The ruling African National Congress, which came to power in 1994 after decades of apartheid rule, fought in exile alongside Angola’s former Marxist army against such apartheid-era forces as the Buffalo Battalion, the Reconnaissance Commandos and the Parachute Brigade.
It is from such units that many South African fighters serving abroad have since been recruited. Many were subsequently recruited by the Angolan Government to hunt down and kill the rebel leader Jonas Savimbi, in cooperation with Israeli special forces. Britain’s Armed Forces welcomed South Africans from the mercenary company Executive Outcomes, who with just a few hundred men and a few helicopters helped in the defeat of the Revolutionary United Front rebels in Sierra Leone.

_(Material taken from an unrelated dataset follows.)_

PR #13613, opened 2026-02-03
teacher-standards-framework-selection

anathomical:
## WHAT
- Modify `StateStandardConcept` to allow for a given `StateStandardFramework` to have two different standards assigned to the same concept for a given grade (a thing that the index prevented before)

When the Bill was introduced late last year Nkosazana Dlamini-Zuma, South Africa’s Foreign Minister, said: “We don’t like the idea of South Africa becoming a cesspool of mercenaries.”
On Thursday Mr Boateng made an unprecedented appearance before the defence committee to argue that South Africans serving in the British military should be exempted.

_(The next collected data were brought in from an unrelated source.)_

PR #13616, opened 2026-02-04
Rubocop update Part 2: safe cops with no autocorrection

brendanshean:
## WHAT
Add cops that are safe (i.e. no false positives) along with no autocorrection.

Let's have discussion [here](https://www.notion.so/quill/Rubocop-Updates-Part-2-2fdd42e6f9418089a6e2e944522511e3?source=copy_link) about removal of any of the cops.

Most of these cops are straightforward but I would flag this [Rails/WhereNotWithMultipleConditions
](https://docs.rubocop.org/rubocop-rails/cops_rails.html#railswherenotwithmultipleconditions) in particular as a surprising one.

## WHY

## HOW

### Screenshots

### Notion Card Links
https://www.notion.so/quill/Rubocop-Updates-Part-2-2fdd42e6f9418089a6e2e944522511e3?source=copy_link

I have confirmed the flash messages work on staging.

PR Checklist | Your Answer
------------ | -------------


happythenewsad:
Noting here, but also applies to some other rubocop PRs: Although the Capybara gem is installed and referenced in a few places, we don’t actually use it (and shouldn’t, now that we have playwright). 

So the capybara cop directives are unnecessary.

services/QuillCMS/lib/tasks/import_from_firebase.rake
```diff
@@ -281,7 +281,7 @@ namespace :responses do
   end
 
   def unstringify_concept_results
-    Response.where.not(concept_results: nil, optimal: nil).in_batches do |batch|;
+    Response.where.not(concept_results: nil, optimal: nil).in_batches do |batch|; # rubocop:disable Rails/WhereNotWithMultipleConditions
```
anathomical, line 284: Why disable here instead of updating the query?

services/QuillLMS/app/models/subscription.rb
```diff
@@ -144,7 +144,14 @@ class RenewalNilStripeCustomer < StandardError; end
   scope :not_recurring, -> { where(recurring: false) }
   scope :not_stripe, -> { where(stripe_invoice_id: nil, stripe_subscription_id: nil) }
   scope :started, -> { where('start_date <= ?', Date.current) }
-  scope :paid_with_card, -> { where.not(stripe_invoice_id: nil, stripe_subscription_id: nil).or(where(payment_method: 'Credit Card')) }
+
+  scope :paid_with_card, lambda {
+    where(
+      'NOT (stripe_invoice_id IS NULL AND stripe_subscription_id IS NULL) ' \
+      "OR payment_method = 'Credit Card'"
```
anathomical: Not really a big deal, but I tend to not like `\` for line breaks.  Thoughts on doing this with `<<-`?
```
where(
  <<-SQL
    NOT (stripe_invoice_id IS NULL AND stripe_subscription_id IS NULL)
    OR payment_method = 'Credit Card'
  SQL
)
```

services/QuillLMS/db/migrate/20170809151404_add_primary_key_to_schools_users.rb
```diff
@@ -2,6 +2,6 @@
 
 class AddPrimaryKeyToSchoolsUsers < ActiveRecord::Migration[4.2]
   def change
-    add_column :schools_users, :id, :primary_key
+    add_column :schools_users, :id, :primary_key # rubocop:disable Rails/DangerousColumnNames
```
anathomical, line 5: I kind of love this rule.

services/QuillLMS/spec/services/vitally_integration/serialize_vitally_sales_organization_spec.rb
```diff
@@ -333,11 +333,11 @@
     end
   end
 
+  # rubocop:disable FactoryBot/ExcessiveCreateList
```
anathomical: Do we need this wrapper even though we're removing the `let!(:schools)` call because of the loop below with multiple `create_list` calls?

anathomical (approved):
This looks good to me.  A couple of notes about style and stuff, but this seems totally reasonable as-is.

brendanshean:
> Noting here, but also applies to some other rubocop PRs: Although the Capybara gem is installed and referenced in a few places, we don’t actually use it (and shouldn’t, now that we have playwright).
> 
> So the capybara cop directives are unnecessary.

That's a good point.  I'll remove in a later PR where I update all these gems.

services/QuillLMS/spec/services/vitally_integration/serialize_vitally_sales_organization_spec.rb
brendanshean: No, we definitely don't.  Thanks for catching that.

services/QuillLMS/app/models/subscription.rb
brendanshean: I also don't like `\` for line breaks.  I will fix this.

services/QuillCMS/lib/tasks/import_from_firebase.rake
brendanshean: I'll add a comment here.  Rails 6.1 changed its SQL [semantics](https://docs.rubocop.org/rubocop-rails/cops_rails.html#railswherenotwithmultipleconditions) with how these queries are handled.  However, this code was written before then and I'm guessing it's code we don't use anymore so I didn't want to spend anymore time on it.

happythenewsad (approved):

services/QuillCMS/app/workers/rematch_responses_for_question_worker.rb
```diff
@@ -47,7 +47,7 @@ def ungraded_responses(question_uid)
 
   def machine_graded_responses(question_uid)
     Response.where(question_uid:)
-      .where.not(parent_id: nil, parent_uid: nil)
+      .where("NOT (parent_id IS NULL AND parent_uid IS NULL)")
```
dandrabik: Knowing the logic of this, I believe we need to update this to `where.not(parent_id: nil).where.not(parent_uid: nil)`, e.g. the pre-6.1 logic

dandrabik (approved):
Overall, looks good. Thanks for adding these.

I noted one change which we want to change the query here (the double not change in 6.1 essentially introduced a bug there)

services/QuillCMS/app/workers/rematch_responses_for_question_worker.rb
brendanshean: Thank you.  I will update.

He said that passage of the Bill would damage Britain’s co-operation with South Africa on defence issues, but his appeal was rejected.
One ANC MP, Somangamane Ntuli, told Mr Boateng that the specialised training South Africans received in Britain’s Armed Forces could “be used in a dirty manner” . . . How or where they used their skills had to be regulated.

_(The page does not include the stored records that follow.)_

PR #13622, opened 2026-02-04
Add Distinct to queries in StudentLearningSequences::FillMissingWorker

dandrabik:
## WHAT
Add a `DISTINCT` to all of the queries in `StudentLearningSequences::FillMissingWorker`
## WHY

A South African journalist who attended the hearing said he was “astonished at the short shrift that the High Commissioner was given by committee members. Unless some kind of extraordinary pressure can be brought to bear on Defence Minister Mosiuoa Lekota, the defence committee’s decision will stand”.
Britain’s Ministry of Defence yesterday sent the 700 South Africans warnings that they may have to return home.
The Foreign and Commonwealth Office said that it was making urgent representations to the South African Government in a last-ditch effort to have the Bill amended.
“We don’t think the South African Government is ideologically opposed to their citizens serving in the British Army,” one official said. “It’s just that their legislation aimed at banning mercenaries has drawn us into the dragnet.”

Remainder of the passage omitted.